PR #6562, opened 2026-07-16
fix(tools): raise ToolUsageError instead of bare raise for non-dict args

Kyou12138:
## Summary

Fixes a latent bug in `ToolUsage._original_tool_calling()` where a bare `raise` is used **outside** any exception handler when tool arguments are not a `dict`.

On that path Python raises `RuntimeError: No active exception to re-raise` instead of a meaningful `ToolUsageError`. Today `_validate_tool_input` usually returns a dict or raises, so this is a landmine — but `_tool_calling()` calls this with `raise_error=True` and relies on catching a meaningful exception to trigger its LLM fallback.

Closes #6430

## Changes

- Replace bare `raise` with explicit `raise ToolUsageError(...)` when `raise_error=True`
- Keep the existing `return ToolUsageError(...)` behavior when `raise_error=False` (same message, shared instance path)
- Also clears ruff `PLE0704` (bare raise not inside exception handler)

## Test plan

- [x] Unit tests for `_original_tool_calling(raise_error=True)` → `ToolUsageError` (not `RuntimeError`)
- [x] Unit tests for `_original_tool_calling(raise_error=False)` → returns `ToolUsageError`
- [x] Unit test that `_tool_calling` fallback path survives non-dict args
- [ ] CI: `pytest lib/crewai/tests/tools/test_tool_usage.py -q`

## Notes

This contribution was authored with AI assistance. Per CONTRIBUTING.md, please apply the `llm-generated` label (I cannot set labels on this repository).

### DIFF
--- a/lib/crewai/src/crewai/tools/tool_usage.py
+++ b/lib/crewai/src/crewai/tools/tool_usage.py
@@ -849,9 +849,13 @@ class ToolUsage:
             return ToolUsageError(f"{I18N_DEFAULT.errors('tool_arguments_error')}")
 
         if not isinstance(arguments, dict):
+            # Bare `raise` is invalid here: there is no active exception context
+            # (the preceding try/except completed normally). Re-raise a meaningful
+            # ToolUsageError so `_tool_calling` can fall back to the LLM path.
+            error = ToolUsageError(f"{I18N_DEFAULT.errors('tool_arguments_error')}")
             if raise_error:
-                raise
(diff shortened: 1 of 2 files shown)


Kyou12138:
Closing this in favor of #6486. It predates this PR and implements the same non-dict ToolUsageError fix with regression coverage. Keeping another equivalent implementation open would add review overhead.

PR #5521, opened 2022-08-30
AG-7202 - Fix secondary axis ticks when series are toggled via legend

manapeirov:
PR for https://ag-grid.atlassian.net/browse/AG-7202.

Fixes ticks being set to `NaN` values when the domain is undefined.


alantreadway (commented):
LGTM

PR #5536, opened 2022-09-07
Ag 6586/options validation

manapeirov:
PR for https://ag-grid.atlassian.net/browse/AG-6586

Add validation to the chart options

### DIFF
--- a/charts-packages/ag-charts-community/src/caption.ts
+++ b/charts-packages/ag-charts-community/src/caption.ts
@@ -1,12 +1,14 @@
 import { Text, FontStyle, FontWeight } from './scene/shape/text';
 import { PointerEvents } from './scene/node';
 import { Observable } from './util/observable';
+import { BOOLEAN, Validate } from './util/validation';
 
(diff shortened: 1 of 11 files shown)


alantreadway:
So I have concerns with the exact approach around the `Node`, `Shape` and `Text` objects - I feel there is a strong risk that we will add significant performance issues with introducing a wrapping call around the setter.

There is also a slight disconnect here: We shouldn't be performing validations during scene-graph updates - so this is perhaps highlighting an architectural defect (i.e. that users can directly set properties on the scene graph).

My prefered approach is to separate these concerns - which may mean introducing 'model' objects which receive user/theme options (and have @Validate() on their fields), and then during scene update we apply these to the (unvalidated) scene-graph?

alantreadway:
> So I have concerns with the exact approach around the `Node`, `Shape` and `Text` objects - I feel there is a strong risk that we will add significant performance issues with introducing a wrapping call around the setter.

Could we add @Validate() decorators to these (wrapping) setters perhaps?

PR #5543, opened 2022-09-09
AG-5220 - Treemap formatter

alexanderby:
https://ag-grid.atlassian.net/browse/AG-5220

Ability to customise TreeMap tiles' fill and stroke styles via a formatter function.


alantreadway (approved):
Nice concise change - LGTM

▶ **WHAT THE EXERCISE ASKS**
Check each line of the listing above. Copy the ones with the word "ticks".

▶ **RESULT**
AG-7202 - Fix secondary axis ticks when series are toggled via legend
Fixes ticks being set to `NaN` values when the domain is undefined.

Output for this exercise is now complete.